How Automated Floor Plan Detection Supports Historical Analysis of Interiors
Technology has undoubtedly transformed the process by which design professionals create floor plans and other architectural drawings. But can technology similarly support our ability to understand and learn from designs of the past?
I have been considering this question since 2016, after learning about digital tools used by some art historians to categorize and classify artwork. Intrigued, I searched for analogous tools that could be used to identify information on historical floor plans, but I found the options to be limited, particularly for individuals like myself who lacked programming skills.
So, for the past several years, I have been working with colleagues in computer science to develop a tool to automate the process of extracting information from scans of historical floor plans. Our aim is to “unlock” these documents and make their information more accessible to researchers, designers and the public.
Why Floor Plans?
Hand-drawn floor plans offer a relative treasure trove of information that we are unable to fully explore. As part of mass-digitization efforts, archives and libraries are increasingly scanning their architectural drawing collections and making them available online. These drawings provide a snapshot of building culture and can reveal how individuals and communities value and prioritize space. Our access to historical floor plans has certainly been improved, but our ability to search or mine them for information remains unchanged.
Floor plans contain hierarchical layers of information, which make them intriguing and data-rich artifacts to study. They include text (room labels, title blocks, dimensions and notes); symbols (doors, windows, furniture, appliances, fixtures and lighting); as well as the size, location, proximity, and orientation of walls and rooms.
Collecting, sorting and storing information from scans of hand-drawn floor plans is possible in small numbers, but measuring and recording data points from hundreds or thousands of plans is not. Additionally, reproducing these drawings using CAD or BIM would be incredibly time consuming, and the issue remains of how to collect, store and analyze the data.
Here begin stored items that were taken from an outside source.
PR #147, opened 2019-06-28
support extra parameter 'condition' on 'expression_is_true' macro

### LINKED ISSUE #146: Extend 'expression_is_true' test to support subset asertions
`expression_is_true` test is really useful, but sometimes I am missing the option of using this test to assert on a subset of the rows of the model. For example, I would like to be able to assert that `price` is higher than 5K  if `product_type` is a car. For these reason I ended up creating a custom test for this like the one below, thought it feels like this kind of functionality could be in the `expression_is_true` test already.

```sql
{#
  Checks that an expression is true on those rows that meet a previous condition
  This is different from the 'expression_is_true' test from dbt-utils in that can
  limit the input dataset to be tested by using a 'condition'

  Arguments:
    - model: the name of the model to be tested
    - expression: the expression to be asserted in the data
    - condition: filters to a subset of the model rows
#}
{% macro test_true_on_condition(model, expression, condition) %}

with meet_condition as (
  select * from {{ model }} where {{ condition }}
)
select count(*)
from meet_condition
where not({{ expression }})

{% endmacro %}
```

Proposal: extend the `expression_is_true` test with an optional parameter `condition` that takes a `none` default value. When nothing is passed in the `condition` argument the expression is tested against the whole model. When a `condition` is passed the the model is subset by the condition prior to asserting the expression.

I'd be happy to send a PR this fits.

dcereijodo:
An optional parameter 'condition' can be passed to the 
'expression_is_true' macro to assert the expression for all records 
which meet a condition. Closes #146

**Checklist**
- [x] My commits are related to the pull request and look clean.
- [x] My SQL follows the [Fishtown Analytics style guide](https://github.com/fishtown-analytics/corp/blob/master/dbt_coding_conventions.md).
- [X] I have added appropriate tests and documentation to any new models.
- [x] I have updated the README file.

### DIFF
--- a/macros/schema_tests/expression_is_true.sql
+++ b/macros/schema_tests/expression_is_true.sql
@@ -1,7 +1,6 @@
-{% macro test_expression_is_true(model) %}
+{% macro test_expression_is_true(model, condition='true') %}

What Is Automated Floor Plan Detection?
Automated floor plan detection, or applying image recognition to floor plans, is not a new concept. In the 1990s, around the time computer-aided drafting became pervasive across the industry, researchers began exploring various approaches to detect floor plan information.
These existing systems could detect walls and rooms with a fairly high accuracy rate, especially within a limited range of graphical conventions. But I soon discovered two major barriers for most users:
1. There were no tools or methods for using or analyzing the plan detection results
2. The available systems required computer programming knowledge, with most relying on command lines opposed to a graphical user interface (GUI). Though they detected effectively, ultimately these systems would be of limited usefulness to most designers and architects.
The Tool and its Application
Several years ago, I put together an interdisciplinary team to develop the Building Database and Analytics System (BuDAS) in an effort to automate the process of collecting plan information and provide tools for analysis.
BuDAS is free, open source and currently available on the code hosting site, GitHub. It includes many features that make it more accessible to users in design and architecture, such as a GUI interface and detection result editing tools, but we still have work to do in this area. As I have come to recognize, computer programming, like design, is very much an iterative process.
Going forward, using technology to study the past offers exciting possibilities for discovery. We can strip away discussions of style and formalism and reconsider interiors through a lens of data-driven historical analysis. And through the comparison of hundreds or thousands of data-points, new patterns and trends are brought forward that would be indiscernible with smaller data sets.
Technology, once limited to supporting the creation of built environments, is also capable of expanding our knowledge of the past as well.